(Stored items)
+ + + +
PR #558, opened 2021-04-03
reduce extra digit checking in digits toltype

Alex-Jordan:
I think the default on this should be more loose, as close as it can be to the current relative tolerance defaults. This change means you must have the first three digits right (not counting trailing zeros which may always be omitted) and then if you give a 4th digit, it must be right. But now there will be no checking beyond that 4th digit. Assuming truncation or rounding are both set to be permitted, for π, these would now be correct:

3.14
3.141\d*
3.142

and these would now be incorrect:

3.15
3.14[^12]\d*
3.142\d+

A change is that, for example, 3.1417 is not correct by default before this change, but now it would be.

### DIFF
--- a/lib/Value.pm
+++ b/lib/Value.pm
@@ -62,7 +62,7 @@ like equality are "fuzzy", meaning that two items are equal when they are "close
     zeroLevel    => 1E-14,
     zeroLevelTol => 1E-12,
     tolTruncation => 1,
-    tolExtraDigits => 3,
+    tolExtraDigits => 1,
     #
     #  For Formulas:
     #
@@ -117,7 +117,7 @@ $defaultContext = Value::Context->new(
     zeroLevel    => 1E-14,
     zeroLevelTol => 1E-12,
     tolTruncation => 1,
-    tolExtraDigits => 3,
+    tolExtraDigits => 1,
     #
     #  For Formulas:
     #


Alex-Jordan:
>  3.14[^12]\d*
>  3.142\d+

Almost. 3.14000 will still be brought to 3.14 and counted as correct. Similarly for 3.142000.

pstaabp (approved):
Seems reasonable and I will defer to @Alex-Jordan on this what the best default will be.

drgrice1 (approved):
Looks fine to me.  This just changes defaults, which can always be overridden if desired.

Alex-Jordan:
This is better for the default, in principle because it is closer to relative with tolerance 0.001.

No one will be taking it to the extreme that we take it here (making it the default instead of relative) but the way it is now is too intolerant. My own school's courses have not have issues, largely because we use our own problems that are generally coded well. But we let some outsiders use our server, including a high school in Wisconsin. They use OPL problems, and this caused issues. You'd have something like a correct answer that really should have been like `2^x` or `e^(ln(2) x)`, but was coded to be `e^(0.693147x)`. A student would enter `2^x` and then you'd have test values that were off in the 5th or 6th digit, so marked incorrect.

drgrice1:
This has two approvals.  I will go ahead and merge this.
+ + + +
» Exercise aim: Work out the count of lines in the data above containing the string "tolerance". Give it alone.

» Response box: 2